The Flannery Lecture Series was created by a group of men and women who had served as Assistant United States Attorneys during Judge Flannery’s tenure as United States Attorney (1969-1971) or as Law Clerks during his long tenure as a United States District Judge (1971- 2007). Denominated the Thomas A. Flannery Lecture on the Administration of Justice in the District of Columbia, the Lecture Series commemorates the judge’s many contributions to the administration of justice in the District of Columbia.
Judge Flannery was, in many respects, a unique figure in the life of this city. He was born on May 10, 1918, just a few blocks from the United States Courthouse where he would spend so much of his life, in an area called “Swampoodle.” His father was a carpenter from Delaware. His grandfather had emigrated from Ireland. The judge graduated from Gonzaga College High School and, without going to college, studied law at night. He graduated from Columbus University Law School (now part of Catholic University) in 1940. He then went off to war, serving as a combat intelligence officer in the Army Air Forces in Europe during World War II.

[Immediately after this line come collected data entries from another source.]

PR #403, opened 2025-04-18
Enhancement in telemetry preferences flow and some telemetry maintenance changes 

Achal1607:
Changes done in this PR:
- Refactored telemetry preferences since bugs were there in the earlier implementation.
- Updated copyright headers.
- Added telemetry tag so that users can find in settings using telemetry tag.
- Fixed some bugs around telemetry reporter.
- Telemetry disable and enable uniformed across setting changes.
- Added some unit tests

### DIFF
--- a/vscode/src/telemetry/impl/telemetryEventQueue.ts
+++ b/vscode/src/telemetry/impl/telemetryEventQueue.ts
@@ -1,5 +1,5 @@
 /*
-  Copyright (c) 2024, Oracle and/or its affiliates.
+  Copyright (c) 2024-2025, Oracle and/or its affiliates.
 
   Licensed under the Apache License, Version 2.0 (the "License");
   you may not use this file except in compliance with the License.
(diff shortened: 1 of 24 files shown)


vscode/src/telemetry/impl/telemetryEventQueue.ts
```diff
@@ -35,4 +36,26 @@ export class TelemetryEventQueue {
     this.events = [];
     return queue;
   }
+
+  public decreaseSizeOnMaxOverflow = (maxNumberOfEventsToBeKept: number) => {
```
sid-srini, line 40: The invocation of this method is passing the value of `numberOfEventsToBeDropped` as `maxNumberOfEventsToBeKept`. Although at present this value is always `capacity/2` which is same either way, it maybe better to rename either the invocation or the parameter to be consistent.

sid-srini (approved):
Thanks @Achal1607. LGTM 👍

sid-srini (approved):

After the war, he entered private practice and then went to work for the Department of Justice. He tried more than 300 cases before juries as an Assistant United States Attorney for the District of Columbia between 1950 and 1962. He became United States Attorney in 1969 and was appointed a United States District Judge in 1971. In 1970, he personally tried and convicted multiple defendants in the first major drug prosecution in D.C. involving the use of Title III wiretaps under the newly-enacted Omnibus Crime Control and Safe Street Act of 1968. United States v. James, 494 F.2d 1007 (D.C. Cir. 1974).
In manner he was tall, soft spoken, and fair minded. To those who are movie buffs, he evoked Gary Cooper’s portrayal of Will Kane, the sheriff in High Noon.

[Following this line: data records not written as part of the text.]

PR #407, opened 2025-04-24
Updated telemetry jdk-features cache expiry time and maintenance as a

sid-srini:
- Updated telemetry jdk-features cache expiry default time to 12 hours instead of 1 hour. 
- Also, updated the jdk-features cache maintenance as a union across the source root instead of only those in the active editor.
- Added .vscode/ to gitignore

### DIFF
--- a/.gitignore
+++ b/.gitignore
@@ -1,5 +1,6 @@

His tenure on the bench was marked by a number of significant cases. He served on special assignment in 1983 and 1984 as a judge in the trial of nine Nazis and Ku Klux Klan members charged with civil rights violations after a 1979 anti-Klan rally in Greensboro, NC, had turned violent. He adjudicated the Exxon oil overcharge case in the 1980s, in which the government prevailed, and ordered that Exxon repay $1.5 billion in overcharges. He oversaw many significant criminal cases.
He and his wife, Rita, had two children, Thomas Jr. and Irene, both of whom are active in the Flannery Lecture Series program. Judge Flannery died on September 20, 2007.